Q. What is Hinton's framing of why distillation works?
A.

“The soft targets contain almost all the knowledge.” A trained model’s full output distribution carries information about how each input relates to every class, not just the most-likely class. That extra information makes the soft distribution a much richer training signal than a hard label.

Q. What loss function does distillation use, and how does it relate to cross-entropy?
A.

KL divergence between teacher and student distributions. Cross-entropy is a special case (when the target is a hard label, KL collapses to cross-entropy). Distillation generalizes the supervised loss; it is a richer training signal, not a different paradigm.
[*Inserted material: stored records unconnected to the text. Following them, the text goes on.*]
PR #82, opened 2024-07-23
[ENG-5984] Extract shared Authorized[AddonType]Account code

opaduchak:
Extracted non storage-specific logic from AuthorizedStorageAccount to AuthorizedAccount
Other changes worth mentioning:
1. fixed `async with self.network.GET("/users/me") as _response:` throwing an exception because of path beginning with /
2. Some attrbuttes weren't extracted from Serializer and Model classes, because it would make code less maintainable


addon_service/abstract/authorized_account/models.py
```diff
@@ -0,0 +1,327 @@
...
+    external_account_id = models.CharField(null=False, blank=True, default="")
+    int_authorized_capabilities = models.IntegerField(
+        validators=[validate_addon_capability]
+    )
+    _api_base_url = models.URLField(blank=True)
+
+    account_owner = models.ForeignKey(
+        "addon_service.UserReference",
+        on_delete=models.CASCADE,
+        related_name="authorized_storage_accounts",
```
adlius, line 60: The `related_name` doesn't look right.

addon_service/abstract/authorized_account/models.py
```diff
@@ -0,0 +1,327 @@
...
+    )
+    _credentials = models.OneToOneField(
+        "addon_service.ExternalCredentials",
+        on_delete=models.CASCADE,
+        primary_key=False,
+        null=True,
+        blank=True,
+        related_name="authorized_storage_account",
```
adlius, line 68: Same here.

addon_service/abstract/authorized_account/models.py
```diff
@@ -0,0 +1,327 @@
...
+    )
+    _temporary_oauth1_credentials = models.OneToOneField(
+        "addon_service.ExternalCredentials",
+        on_delete=models.CASCADE,
+        primary_key=False,
+        null=True,
+        blank=True,
+        related_name="temporary_authorized_storage_account",
```
adlius, line 76: Same here.

addon_service/abstract/authorized_account/models.py
```diff
@@ -0,0 +1,327 @@
...
+    )
+    oauth2_token_metadata = models.ForeignKey(
+        "addon_service.OAuth2TokenMetadata",
+        on_delete=models.CASCADE,  # probs not
+        null=True,
+        blank=True,
+        related_name="authorized_storage_accounts",
+        related_query_name="%(class)s_authorized_storage_account",
```
adlius, line 84: Same here.

adlius (changes requested):
Some minor nitpicks.

addon_service/addon_imp/instantiation.py
```diff
@@ -1,18 +1,23 @@
...
+    from addon_service.models import AuthorizedStorageAccount
+
+
 async def get_storage_addon_instance(
-    imp_cls: type[StorageAddonImp],
-    account: AuthorizedStorageAccount,
-    config: StorageConfig,
+    imp_cls: "type[StorageAddonImp]",
+    account: "AuthorizedStorageAccount",
+    config: "StorageConfig",
```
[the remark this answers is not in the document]
opaduchak: This is used in conjunction with conditional import (line 13) to avoid circular import, and get typing benefits

addon_imps/storage/box_dot_com.py
```diff
@@ -13,7 +13,7 @@ class BoxDotComStorageImp(storage.StorageAddonImp):
     """
 
     async def get_external_account_id(self, auth_result_extras: dict[str, str]) -> str:
-        async with self.network.GET("/users/me") as _response:
+        async with self.network.GET("users/me") as _response:
```
jwalz, line 16: Can you document the "why" of this change. Putting it in the CR description is fine.

addon_service/abstract/authorized_account/serializers.py
```diff
@@ -0,0 +1,144 @@
...
+        validated_data: dict,
+    ) -> ExternalStorageService:  # TODO: change to ExternalService once implemented
+        ...
+
+    @abstractmethod
+    def create_authorized_account(
+        self,
+        external_service: ExternalStorageService,
+        validated_data: dict,
+    ) -> AuthorizedAccount: ...
```
jwalz, line 73:
```suggestion
    ) -> AuthorizedAccount:
    """Handles creation of the appropriate AuthorizedAccount subclass"""
```

addon_service/abstract/authorized_account/serializers.py
```diff
@@ -0,0 +1,144 @@
...
+        "configured_storage_addons": "addon_service.serializers.ConfiguredStorageAddonSerializer",
+        "authorized_operations": "addon_service.serializers.AddonOperationSerializer",
+    }
+
+    @abstractmethod
+    def create_external_service(
+        self,
+        validated_data: dict,
+    ) -> ExternalStorageService:  # TODO: change to ExternalService once implemented
+        ...
```
jwalz, line 66:
```suggestion
        """Handles retrieval of the appropriate ExternalService instance from the validated serializer data."""
```

addon_service/abstract/authorized_account/serializers.py
```diff
@@ -0,0 +1,144 @@
...
+class AuthorizedAccountSerializer(serializers.HyperlinkedModelSerializer):
+
+    def __init__(self, *args, **kwargs):
+        super().__init__(*args, **kwargs)
+
+        # Check whether subclasses declare all of required fields
+        if not REQUIRED_FIELDS.issubset(set(self.fields.keys())):
+            raise Exception(
+                f"{self.__class__.__name__} requires {self.REQUIRED_FIELDS} to be instantiated"
+            )
```
jwalz, line 34: honest question: These are already in the Meta's `fields`, won't that blow up instantiation for is if they're not present?

addon_service/addon_operation_invocation/models.py
```diff
@@ -84,10 +84,11 @@ def clean_fields(self, *args, **kwargs):
                 {"thru_addon": "thru_addon and thru_account must agree"}
             )
 
+    @property
```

Q. What architectural change does DistilBERT make?
A.

Halves the number of transformer layers (the lecturer says “reduce by two”; the DistilBERT paper specifies 6 layers vs BERT-base’s 12). Then trains the smaller student via distillation against the original BERT’s output distribution.

Q. What is the empirical result of DistilBERT?
A.

Roughly half the size, correspondingly faster at inference, almost the same downstream performance. The DistilBERT paper is famously short (~4 pages); the mechanism is straightforward enough that the paper does not need to be long.

Q. What does RoBERTa change relative to BERT?
A.

Three things, all in the pretraining recipe (architecture is unchanged). (1) Drop NSP entirely, no decrease in performance. (2) Dynamic masking: re-mask the same input differently on each epoch. (3) Much more pretraining data; BERT was undertrained.

Q. Why drop NSP?
A.

The RoBERTa authors tested whether NSP was actually contributing to pretraining quality. The lecturer’s framing: removing NSP led to “no decrease in performance almost.” The original BERT authors had assumed NSP was helping; the empirical evidence said otherwise.

Q. What is dynamic masking?
A.

In original BERT, the masking pattern for an input sentence is decided once during data preparation; every epoch sees the same masking. RoBERTa re-masks on every epoch, effectively giving the model many more “different” training examples from the same source data.

Q. How do DistilBERT and RoBERTa relate?
A.

They address different limitations and can stack. DistilBERT: smaller and faster via distillation (slight quality drop). RoBERTa: same size, better quality via training recipe changes. DistilRoBERTa exists as a distilled version of RoBERTa that combines both.

Q. Common pitfall: did RoBERTa change BERT's architecture?
A.

No. The architecture is the same. RoBERTa changes only the pretraining recipe (drop NSP, dynamic masking, more data).

Q. What is the one-sentence takeaway?
A.

DistilBERT is BERT compressed via distillation. RoBERTa is BERT trained better. Same family, different problems.